Need dealer license to buy.

Look at loader arm where bushing in. It look like rust stain. I wonder if they didn't grease when it was new.


----------



## Camden (Mar 10, 2007)

Milwaukee;1259496 said:


> Need dealer license to buy.


No you don't, Mil. Copart is open to the public. Some states require non-dealers to use a broker in order to purchase used vehicles and those services are also available through Copart.


----------



## MatthewG (Jun 16, 2009)

Im already registered through copart and i dont believe there is an issue with buying a skidsteer


----------



## Camden (Mar 10, 2007)

I'm sure you're good to go.
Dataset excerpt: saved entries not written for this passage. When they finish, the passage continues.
PR #3784, opened 2025-06-17
Fix the rev_list read, increment index and update transaction

jamshale:
So, I'm quite pissed off at myself but I was looking at adding the distributed lock to the old credx issuance and noticed the problem with the index wasn't reproducing. 

After studying it further, I noticed that the entire read, index increment and update was happening inside a single transaction while the anoncreds did the read and update in separate transactions. I didn't think doing this with askar prevented another process from reading the rev_list at the same time but apparently that is the case.

The hardest and most consuming part of this was creating the testing for multiple instances which I think will still be valuable going forward with this project.

I'm not sure if the distributed locking mechanism will ever be needed or not. It wasn't too hard to implement and could potentially be useful in the future. It did solve this issue in another way, but I don't think it's required for this problem anymore...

I have purchased many things from that site and I've only been burned once. Keep in mind that just because it says "runs and drives" it doesn't mean that antifreeze won't be found on the ground and all over the motor :crying:


----------



## Milwaukee (Dec 28, 2007)

Camden;1259508 said:


> No you don't, Mil. Copart is open to the public. Some states require non-dealers to use a broker in order to purchase used vehicles and those services are also available through Copart.


Interested we will check since there several trucks I want.


----------



## MatthewG (Jun 16, 2009)

Im depositing $1000 so I will get a bid limit of 10K, anyone every have any issues with depositing money, everything secure?


----------